Exercise => Below are the records; copy each line in them that holds the word "since".

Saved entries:
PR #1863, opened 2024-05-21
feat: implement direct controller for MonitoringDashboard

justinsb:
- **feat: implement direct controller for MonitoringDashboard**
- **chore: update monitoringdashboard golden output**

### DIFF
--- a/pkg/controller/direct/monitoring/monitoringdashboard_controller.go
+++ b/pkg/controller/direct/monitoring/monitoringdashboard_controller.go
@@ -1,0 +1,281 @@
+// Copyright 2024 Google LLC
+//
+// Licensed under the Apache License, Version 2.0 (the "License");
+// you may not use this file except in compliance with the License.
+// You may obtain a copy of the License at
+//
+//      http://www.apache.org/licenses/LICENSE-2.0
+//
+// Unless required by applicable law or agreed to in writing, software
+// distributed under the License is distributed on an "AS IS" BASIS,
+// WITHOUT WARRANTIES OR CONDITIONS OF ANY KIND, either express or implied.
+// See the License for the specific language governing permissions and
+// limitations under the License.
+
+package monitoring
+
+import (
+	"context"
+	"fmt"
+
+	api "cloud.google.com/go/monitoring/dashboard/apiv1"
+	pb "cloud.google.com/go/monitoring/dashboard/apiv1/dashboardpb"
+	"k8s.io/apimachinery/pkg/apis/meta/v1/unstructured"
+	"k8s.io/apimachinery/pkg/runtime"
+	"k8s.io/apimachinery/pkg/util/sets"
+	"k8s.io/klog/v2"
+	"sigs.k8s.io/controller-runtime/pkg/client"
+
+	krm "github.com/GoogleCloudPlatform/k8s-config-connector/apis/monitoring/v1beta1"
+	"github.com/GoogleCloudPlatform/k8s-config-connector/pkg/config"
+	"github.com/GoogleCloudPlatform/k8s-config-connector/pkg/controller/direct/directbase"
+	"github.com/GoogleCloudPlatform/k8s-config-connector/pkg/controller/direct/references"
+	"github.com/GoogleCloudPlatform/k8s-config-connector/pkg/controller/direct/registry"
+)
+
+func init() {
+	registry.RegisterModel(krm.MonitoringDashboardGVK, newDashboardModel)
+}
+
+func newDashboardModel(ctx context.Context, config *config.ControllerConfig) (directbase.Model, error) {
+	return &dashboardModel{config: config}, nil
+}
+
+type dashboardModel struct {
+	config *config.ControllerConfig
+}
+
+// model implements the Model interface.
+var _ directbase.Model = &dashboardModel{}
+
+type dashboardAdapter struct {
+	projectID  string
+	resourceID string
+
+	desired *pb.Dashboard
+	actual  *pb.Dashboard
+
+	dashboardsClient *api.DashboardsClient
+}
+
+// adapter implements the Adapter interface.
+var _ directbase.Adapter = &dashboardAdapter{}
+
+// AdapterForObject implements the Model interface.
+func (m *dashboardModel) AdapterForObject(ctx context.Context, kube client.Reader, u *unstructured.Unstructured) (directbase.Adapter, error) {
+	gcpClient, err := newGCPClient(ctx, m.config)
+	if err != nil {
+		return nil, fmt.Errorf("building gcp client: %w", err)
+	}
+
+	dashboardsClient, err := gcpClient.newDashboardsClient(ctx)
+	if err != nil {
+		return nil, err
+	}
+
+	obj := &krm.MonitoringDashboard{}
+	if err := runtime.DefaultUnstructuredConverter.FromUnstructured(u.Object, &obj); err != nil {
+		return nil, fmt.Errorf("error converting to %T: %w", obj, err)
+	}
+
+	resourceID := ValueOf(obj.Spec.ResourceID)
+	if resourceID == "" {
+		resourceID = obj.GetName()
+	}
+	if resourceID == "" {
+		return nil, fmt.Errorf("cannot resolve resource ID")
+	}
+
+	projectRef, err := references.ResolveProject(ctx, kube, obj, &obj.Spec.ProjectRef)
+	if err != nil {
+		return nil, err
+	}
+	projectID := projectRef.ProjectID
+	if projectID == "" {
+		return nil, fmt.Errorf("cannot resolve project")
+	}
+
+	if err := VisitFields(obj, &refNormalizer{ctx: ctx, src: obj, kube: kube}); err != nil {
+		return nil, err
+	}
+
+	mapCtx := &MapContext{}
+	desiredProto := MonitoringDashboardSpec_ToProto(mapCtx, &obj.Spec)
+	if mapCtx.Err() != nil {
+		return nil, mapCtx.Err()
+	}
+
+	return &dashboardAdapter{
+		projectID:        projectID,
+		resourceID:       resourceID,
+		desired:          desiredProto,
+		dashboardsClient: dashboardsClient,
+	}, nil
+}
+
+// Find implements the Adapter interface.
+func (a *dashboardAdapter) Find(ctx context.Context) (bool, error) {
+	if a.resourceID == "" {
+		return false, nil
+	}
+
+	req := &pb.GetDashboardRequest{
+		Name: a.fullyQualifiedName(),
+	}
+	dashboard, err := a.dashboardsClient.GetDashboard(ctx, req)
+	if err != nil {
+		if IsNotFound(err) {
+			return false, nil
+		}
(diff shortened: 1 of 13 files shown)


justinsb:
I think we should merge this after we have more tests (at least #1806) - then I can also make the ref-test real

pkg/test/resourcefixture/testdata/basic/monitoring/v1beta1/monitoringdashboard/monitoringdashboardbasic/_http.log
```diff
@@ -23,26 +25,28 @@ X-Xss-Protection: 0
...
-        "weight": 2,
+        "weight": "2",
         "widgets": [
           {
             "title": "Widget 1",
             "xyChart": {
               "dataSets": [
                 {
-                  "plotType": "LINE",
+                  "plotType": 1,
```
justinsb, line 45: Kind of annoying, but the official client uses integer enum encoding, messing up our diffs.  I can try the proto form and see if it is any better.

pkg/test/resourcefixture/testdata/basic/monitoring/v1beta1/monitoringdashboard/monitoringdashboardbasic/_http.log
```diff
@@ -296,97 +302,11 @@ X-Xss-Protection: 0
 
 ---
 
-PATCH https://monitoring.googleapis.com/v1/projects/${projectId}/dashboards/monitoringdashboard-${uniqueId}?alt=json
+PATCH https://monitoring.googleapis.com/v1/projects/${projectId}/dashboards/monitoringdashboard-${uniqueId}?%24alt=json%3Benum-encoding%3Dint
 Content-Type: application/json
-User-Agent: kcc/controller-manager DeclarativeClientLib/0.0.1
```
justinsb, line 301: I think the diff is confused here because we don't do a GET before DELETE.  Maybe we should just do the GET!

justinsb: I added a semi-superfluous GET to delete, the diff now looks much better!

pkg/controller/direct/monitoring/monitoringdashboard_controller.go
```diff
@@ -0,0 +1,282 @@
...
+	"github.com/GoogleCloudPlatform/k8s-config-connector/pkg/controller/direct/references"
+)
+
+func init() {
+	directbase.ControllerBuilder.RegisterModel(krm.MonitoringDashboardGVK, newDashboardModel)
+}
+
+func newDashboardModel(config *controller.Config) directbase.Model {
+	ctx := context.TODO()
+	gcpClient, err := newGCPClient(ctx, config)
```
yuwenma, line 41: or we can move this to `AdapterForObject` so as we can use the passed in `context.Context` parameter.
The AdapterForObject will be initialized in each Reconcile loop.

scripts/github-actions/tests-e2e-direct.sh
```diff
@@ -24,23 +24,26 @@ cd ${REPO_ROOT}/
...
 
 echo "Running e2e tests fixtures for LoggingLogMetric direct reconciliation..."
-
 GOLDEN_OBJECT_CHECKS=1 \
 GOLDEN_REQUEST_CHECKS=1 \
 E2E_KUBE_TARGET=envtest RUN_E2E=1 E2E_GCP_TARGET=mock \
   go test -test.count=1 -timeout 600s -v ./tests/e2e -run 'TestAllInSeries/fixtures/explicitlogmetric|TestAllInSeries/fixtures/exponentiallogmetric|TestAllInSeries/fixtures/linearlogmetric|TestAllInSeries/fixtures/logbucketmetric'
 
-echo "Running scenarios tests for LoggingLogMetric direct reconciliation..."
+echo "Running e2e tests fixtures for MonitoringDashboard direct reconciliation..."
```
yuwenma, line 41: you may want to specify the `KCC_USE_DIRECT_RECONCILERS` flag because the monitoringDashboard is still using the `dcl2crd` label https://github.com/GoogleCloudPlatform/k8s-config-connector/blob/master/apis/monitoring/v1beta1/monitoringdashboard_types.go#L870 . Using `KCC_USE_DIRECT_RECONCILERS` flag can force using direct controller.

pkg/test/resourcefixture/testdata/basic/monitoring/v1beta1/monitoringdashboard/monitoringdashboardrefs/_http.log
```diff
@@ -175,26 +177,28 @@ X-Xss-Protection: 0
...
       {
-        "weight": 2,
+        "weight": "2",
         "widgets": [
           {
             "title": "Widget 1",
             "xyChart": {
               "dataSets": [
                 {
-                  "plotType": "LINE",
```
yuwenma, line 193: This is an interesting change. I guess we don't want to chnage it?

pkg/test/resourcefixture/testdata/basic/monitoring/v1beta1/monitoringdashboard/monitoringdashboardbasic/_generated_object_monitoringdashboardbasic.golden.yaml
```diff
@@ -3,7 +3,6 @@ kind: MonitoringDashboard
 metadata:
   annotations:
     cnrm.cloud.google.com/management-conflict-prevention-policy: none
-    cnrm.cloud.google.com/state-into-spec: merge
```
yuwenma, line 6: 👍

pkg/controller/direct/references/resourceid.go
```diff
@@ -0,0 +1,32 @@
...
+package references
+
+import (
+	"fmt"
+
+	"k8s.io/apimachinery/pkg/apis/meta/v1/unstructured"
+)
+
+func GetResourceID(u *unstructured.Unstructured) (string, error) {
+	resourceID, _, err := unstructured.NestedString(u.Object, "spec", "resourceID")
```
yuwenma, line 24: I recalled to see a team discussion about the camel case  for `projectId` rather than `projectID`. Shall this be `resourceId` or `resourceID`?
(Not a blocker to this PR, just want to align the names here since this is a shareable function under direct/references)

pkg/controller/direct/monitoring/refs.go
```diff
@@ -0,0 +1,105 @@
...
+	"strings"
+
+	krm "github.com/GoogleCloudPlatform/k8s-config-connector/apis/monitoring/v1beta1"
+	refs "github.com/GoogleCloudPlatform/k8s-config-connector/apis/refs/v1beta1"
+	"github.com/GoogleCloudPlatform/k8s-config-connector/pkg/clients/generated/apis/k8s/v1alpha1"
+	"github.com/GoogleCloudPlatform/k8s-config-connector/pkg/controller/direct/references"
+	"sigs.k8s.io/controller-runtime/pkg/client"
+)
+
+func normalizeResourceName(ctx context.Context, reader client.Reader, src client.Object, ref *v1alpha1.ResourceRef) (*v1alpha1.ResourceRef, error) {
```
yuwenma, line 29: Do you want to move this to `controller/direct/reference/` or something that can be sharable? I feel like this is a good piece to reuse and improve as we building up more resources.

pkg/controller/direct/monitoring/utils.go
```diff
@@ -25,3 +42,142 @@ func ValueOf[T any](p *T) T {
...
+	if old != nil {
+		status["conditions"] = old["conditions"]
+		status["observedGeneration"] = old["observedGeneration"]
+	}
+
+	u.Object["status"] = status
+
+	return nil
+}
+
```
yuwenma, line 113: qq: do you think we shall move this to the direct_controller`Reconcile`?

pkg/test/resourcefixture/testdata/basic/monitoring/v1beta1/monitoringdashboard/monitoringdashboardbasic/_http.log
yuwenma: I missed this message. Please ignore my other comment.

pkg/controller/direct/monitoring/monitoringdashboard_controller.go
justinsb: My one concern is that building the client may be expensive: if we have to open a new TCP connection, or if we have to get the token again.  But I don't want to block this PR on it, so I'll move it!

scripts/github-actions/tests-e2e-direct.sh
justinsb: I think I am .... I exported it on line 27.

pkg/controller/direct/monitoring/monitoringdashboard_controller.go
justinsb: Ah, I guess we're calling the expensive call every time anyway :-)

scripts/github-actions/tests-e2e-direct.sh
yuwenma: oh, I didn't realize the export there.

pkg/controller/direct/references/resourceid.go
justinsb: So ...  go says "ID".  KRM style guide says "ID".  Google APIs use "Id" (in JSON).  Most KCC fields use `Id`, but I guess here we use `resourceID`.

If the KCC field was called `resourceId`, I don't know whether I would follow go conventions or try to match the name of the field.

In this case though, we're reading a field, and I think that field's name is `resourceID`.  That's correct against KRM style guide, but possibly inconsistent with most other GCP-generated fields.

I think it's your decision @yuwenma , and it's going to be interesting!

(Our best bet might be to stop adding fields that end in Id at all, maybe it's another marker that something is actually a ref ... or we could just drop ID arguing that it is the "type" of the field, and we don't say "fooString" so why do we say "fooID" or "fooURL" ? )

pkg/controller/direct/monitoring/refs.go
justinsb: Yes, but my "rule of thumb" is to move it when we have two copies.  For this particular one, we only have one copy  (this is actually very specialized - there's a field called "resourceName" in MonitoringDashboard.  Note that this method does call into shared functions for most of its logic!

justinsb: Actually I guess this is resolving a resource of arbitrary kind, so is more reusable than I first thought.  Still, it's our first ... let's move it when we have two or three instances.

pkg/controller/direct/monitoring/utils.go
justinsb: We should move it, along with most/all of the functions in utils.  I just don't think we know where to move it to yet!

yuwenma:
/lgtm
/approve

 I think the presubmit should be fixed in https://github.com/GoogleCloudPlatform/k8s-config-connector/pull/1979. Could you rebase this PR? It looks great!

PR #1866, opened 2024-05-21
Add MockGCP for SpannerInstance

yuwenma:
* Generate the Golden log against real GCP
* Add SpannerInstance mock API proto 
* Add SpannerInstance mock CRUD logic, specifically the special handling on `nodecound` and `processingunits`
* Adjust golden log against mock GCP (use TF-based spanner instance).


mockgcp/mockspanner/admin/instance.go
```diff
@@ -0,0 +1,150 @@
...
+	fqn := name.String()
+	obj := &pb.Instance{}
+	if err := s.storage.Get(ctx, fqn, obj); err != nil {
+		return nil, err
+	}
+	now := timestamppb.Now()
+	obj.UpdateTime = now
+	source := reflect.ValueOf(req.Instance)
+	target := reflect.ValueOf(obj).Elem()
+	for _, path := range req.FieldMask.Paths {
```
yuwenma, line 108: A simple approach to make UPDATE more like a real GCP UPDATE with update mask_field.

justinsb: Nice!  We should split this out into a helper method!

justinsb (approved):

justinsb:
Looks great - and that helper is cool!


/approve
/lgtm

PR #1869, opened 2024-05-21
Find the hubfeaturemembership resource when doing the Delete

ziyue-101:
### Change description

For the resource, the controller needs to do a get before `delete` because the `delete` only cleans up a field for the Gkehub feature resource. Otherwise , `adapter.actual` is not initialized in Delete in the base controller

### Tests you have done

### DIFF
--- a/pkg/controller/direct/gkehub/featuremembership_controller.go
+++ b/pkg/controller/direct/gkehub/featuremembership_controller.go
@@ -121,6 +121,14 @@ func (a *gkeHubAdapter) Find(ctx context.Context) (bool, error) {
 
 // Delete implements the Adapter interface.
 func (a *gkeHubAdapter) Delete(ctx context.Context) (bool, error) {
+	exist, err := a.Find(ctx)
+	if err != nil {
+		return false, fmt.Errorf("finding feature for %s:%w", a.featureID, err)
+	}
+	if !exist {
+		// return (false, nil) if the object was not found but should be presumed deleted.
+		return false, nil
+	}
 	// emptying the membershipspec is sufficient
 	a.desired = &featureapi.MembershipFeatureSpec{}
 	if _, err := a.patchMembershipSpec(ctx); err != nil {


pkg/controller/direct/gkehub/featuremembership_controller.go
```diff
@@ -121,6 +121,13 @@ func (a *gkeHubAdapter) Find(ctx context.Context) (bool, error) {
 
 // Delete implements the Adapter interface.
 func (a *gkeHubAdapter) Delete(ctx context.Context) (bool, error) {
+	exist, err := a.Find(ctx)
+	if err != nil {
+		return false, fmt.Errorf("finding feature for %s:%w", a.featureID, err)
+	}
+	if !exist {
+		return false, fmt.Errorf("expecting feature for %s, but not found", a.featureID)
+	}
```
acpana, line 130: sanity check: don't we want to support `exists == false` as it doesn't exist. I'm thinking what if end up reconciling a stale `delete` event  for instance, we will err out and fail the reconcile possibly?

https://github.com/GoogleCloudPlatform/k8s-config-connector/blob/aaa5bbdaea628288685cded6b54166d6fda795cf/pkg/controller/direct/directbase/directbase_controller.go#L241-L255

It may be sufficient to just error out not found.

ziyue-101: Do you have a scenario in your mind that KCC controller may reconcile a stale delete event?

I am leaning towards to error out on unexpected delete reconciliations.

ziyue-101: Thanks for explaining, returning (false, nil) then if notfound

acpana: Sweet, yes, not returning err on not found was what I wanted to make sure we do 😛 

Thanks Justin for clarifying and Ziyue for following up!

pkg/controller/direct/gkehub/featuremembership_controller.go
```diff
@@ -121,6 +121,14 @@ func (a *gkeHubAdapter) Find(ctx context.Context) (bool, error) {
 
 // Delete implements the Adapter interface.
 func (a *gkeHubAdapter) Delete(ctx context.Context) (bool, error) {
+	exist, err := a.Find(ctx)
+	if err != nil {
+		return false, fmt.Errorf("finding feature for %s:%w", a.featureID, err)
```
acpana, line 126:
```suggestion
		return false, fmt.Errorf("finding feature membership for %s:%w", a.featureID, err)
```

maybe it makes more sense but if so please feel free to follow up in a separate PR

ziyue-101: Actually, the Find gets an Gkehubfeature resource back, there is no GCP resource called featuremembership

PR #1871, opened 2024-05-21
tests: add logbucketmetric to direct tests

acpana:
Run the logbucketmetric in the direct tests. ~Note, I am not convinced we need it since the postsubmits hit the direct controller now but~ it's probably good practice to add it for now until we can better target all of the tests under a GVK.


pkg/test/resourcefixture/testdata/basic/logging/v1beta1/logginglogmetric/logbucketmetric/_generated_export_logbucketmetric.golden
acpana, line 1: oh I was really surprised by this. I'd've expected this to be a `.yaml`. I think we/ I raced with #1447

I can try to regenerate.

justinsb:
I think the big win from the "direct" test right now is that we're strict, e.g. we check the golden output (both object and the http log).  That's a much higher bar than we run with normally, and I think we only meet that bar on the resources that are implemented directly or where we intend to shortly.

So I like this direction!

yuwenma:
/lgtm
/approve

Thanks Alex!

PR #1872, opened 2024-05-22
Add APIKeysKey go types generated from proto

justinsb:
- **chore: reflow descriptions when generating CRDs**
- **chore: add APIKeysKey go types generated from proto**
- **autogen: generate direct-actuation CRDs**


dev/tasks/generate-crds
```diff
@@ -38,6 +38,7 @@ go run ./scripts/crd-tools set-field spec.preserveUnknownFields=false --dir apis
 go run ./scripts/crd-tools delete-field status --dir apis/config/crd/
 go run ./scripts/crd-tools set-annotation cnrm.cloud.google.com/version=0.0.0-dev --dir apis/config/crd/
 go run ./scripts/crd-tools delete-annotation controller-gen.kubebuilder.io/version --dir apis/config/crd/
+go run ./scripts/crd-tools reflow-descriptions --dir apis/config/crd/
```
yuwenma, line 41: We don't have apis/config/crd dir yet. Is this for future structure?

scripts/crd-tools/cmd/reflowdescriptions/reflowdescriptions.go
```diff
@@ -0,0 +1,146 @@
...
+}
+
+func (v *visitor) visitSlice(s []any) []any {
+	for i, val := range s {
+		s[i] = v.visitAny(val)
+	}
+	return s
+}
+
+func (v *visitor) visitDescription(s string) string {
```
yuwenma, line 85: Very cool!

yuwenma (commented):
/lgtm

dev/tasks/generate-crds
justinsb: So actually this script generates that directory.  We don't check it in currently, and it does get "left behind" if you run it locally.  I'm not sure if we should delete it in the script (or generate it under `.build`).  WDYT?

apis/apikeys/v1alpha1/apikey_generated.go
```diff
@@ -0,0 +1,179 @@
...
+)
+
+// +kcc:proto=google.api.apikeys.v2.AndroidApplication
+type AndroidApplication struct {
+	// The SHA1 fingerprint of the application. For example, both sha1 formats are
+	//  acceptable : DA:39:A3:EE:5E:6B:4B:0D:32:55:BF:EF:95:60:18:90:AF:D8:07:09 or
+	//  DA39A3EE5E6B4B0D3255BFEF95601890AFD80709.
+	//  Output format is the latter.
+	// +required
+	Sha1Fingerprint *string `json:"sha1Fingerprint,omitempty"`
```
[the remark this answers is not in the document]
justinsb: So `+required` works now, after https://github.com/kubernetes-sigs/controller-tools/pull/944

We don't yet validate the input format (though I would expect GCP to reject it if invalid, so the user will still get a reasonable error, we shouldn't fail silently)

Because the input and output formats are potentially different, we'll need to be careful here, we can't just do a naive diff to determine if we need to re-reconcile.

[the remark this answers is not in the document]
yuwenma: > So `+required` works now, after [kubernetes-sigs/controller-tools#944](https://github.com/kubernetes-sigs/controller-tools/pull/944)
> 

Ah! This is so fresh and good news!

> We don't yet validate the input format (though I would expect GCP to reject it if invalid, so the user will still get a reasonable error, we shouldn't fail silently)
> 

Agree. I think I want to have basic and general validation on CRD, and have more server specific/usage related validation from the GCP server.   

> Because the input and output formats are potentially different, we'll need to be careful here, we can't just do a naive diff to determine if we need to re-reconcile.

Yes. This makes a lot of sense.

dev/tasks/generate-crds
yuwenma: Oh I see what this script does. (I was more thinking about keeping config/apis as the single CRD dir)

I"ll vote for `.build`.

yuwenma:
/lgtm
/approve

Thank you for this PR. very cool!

Your response =>
(Not a blocker to this PR, just want to align the names here since this is a shareable function under direct/references)
Run the logbucketmetric in the direct tests. ~Note, I am not convinced we need it since the postsubmits hit the direct controller now but~ it's probably good practice to add it for now until we can better target all of the tests under a GVK.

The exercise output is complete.